PR #193, opened 2022-02-11
Tdr 1611 retrieve specific files metadata

TomJKing:


src/main/scala/uk/gov/nationalarchives/tdr/api/db/repository/AntivirusMetadataRepository.scala
```diff
@@ -18,10 +18,11 @@ class AntivirusMetadataRepository(db: Database)(implicit val executionContext: E
     db.run(allUpdates).map(_ => antivirusMetadataRow)
   }
 
-  def getAntivirusMetadata(consignmentId: UUID): Future[Seq[AvmetadataRow]] = {
+  def getAntivirusMetadata(consignmentId: UUID, selectedFileIds: Option[Set[UUID]]): Future[Seq[AvmetadataRow]] = {
```
MancunianSam, line 21: Is it worth setting the selectedFiles argument with a default value of `None` There are quite a few places where you're passing `None` in. Or are these eventually going to have a value passed to them in which case it's better to leave it without a default value.

MancunianSam:
Looks good. The selectedFiles aren't passed in from anywhere in the query yet, I guess that's coming later.

src/main/scala/uk/gov/nationalarchives/tdr/api/db/repository/AntivirusMetadataRepository.scala
TomJKing: Yeah, fair point. Updated to have a default of `None`

MancunianSam (approved):

PR #195, opened 2022-02-17
Add new confirmTransferStatus

thanhz:


techncl (changes requested):
Looks good just a few comments on the tests (I was unable to add the comments in the relevant place, so I'll make them here:

1. For this [test](https://github.com/nationalarchives/tdr-consignment-api/pull/195/files#diff-8af430ff536b04425b75b9adbd9c69938ea74433c1230ab729656c72206e0f29)

On line 29, could you add another consignment status row for the "Confirm transfer"

2. Also, in the `FinalConfirmationServiceSpec`, could you add a `addConfirmTransferStatus` test, similar to the `addTransferAgreementStatus` test in the `TransferAgreementServiceSpec`? Just to make sure that this method is doing the correct thing because now, the FinalConfirmationServiceSpec is only testing that the `addConsignmentMetadata` is passing the correct data to the repository method but we don't have a check/reassurance that the consignment status is being updated

PR #235, opened 2022-03-08
Add export version to consignment endpoint

techncl:


src/test/resources/scripts/init.sql
```diff
@@ -31,6 +31,7 @@ CREATE TABLE IF NOT EXISTS Consignment (
   TransferInitiatedBy uuid,
   ExportDatetime timestamp with time zone,
   ExportLocation text,
+  ExportVersion text,
```
MancunianSam, line 34: This is the script for the old H2 database which we shouldn't need any more. I  meant to delete it. You can delete it as part of this PR or leave it for another time but you don't need to add the field in.

techncl:
> Would this be a breaking change? The export is expecting `updateExportLocation` and this is being removed and changed to `updateExportData` You can't deploy the export or the API first without breaking the export I don't think. Does that sound right?
> 
> If it is then we should add in a field for the existing mutation without the export version, either by putting in a static value or by changing the database to make the field nullable then changing it back once the export has switched over to use the new endpoint.
> 
> If I've missed something and we can deploy without breaking anything then ignore me.

Yes, you're right; this is a breaking change. Cool, I'll add a temporary default value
....................
**WORK INSTRUCTIONS**.
Write the whole listing out again exactly.

**SOLUTION**.
PR #193, opened 2022-02-11
Tdr 1611 retrieve specific files metadata

TomJKing:


src/main/scala/uk/gov/nationalarchives/tdr/api/db/repository/AntivirusMetadataRepository.scala
```diff
@@ -18,10 +18,11 @@ class AntivirusMetadataRepository(db: Database)(implicit val executionContext: E
     db.run(allUpdates).map(_ => antivirusMetadataRow)
   }
 
-  def getAntivirusMetadata(consignmentId: UUID): Future[Seq[AvmetadataRow]] = {
+  def getAntivirusMetadata(consignmentId: UUID, selectedFileIds: Option[Set[UUID]]): Future[Seq[AvmetadataRow]] = {
```
MancunianSam, line 21: Is it worth setting the selectedFiles argument with a default value of `None` There are quite a few places where you're passing `None` in. Or are these eventually going to have a value passed to them in which case it's better to leave it without a default value.

MancunianSam:
Looks good. The selectedFiles aren't passed in from anywhere in the query yet, I guess that's coming later.

src/main/scala/uk/gov/nationalarchives/tdr/api/db/repository/AntivirusMetadataRepository.scala
TomJKing: Yeah, fair point. Updated to have a default of `None`

MancunianSam (approved):

PR #195, opened 2022-02-17
Add new confirmTransferStatus

thanhz:


techncl (changes requested):
Looks good just a few comments on the tests (I was unable to add the comments in the relevant place, so I'll make them here:

1. For this [test](https://github.com/nationalarchives/tdr-consignment-api/pull/195/files#diff-8af430ff536b04425b75b9adbd9c69938ea74433c1230ab729656c72206e0f29)

On line 29, could you add another consignment status row for the "Confirm transfer"

2. Also, in the `FinalConfirmationServiceSpec`, could you add a `addConfirmTransferStatus` test, similar to the `addTransferAgreementStatus` test in the `TransferAgreementServiceSpec`? Just to make sure that this method is doing the correct thing because now, the FinalConfirmationServiceSpec is only testing that the `addConsignmentMetadata` is passing the correct data to the repository method but we don't have a check/reassurance that the consignment status is being updated

PR #235, opened 2022-03-08
Add export version to consignment endpoint

techncl:


src/test/resources/scripts/init.sql
```diff
@@ -31,6 +31,7 @@ CREATE TABLE IF NOT EXISTS Consignment (
   TransferInitiatedBy uuid,
   ExportDatetime timestamp with time zone,
   ExportLocation text,
+  ExportVersion text,
```
MancunianSam, line 34: This is the script for the old H2 database which we shouldn't need any more. I  meant to delete it. You can delete it as part of this PR or leave it for another time but you don't need to add the field in.

techncl:
> Would this be a breaking change? The export is expecting `updateExportLocation` and this is being removed and changed to `updateExportData` You can't deploy the export or the API first without breaking the export I don't think. Does that sound right?
> 
> If it is then we should add in a field for the existing mutation without the export version, either by putting in a static value or by changing the database to make the field nullable then changing it back once the export has switched over to use the new endpoint.
> 
> If I've missed something and we can deploy without breaking anything then ignore me.

Yes, you're right; this is a breaking change. Cool, I'll add a temporary default value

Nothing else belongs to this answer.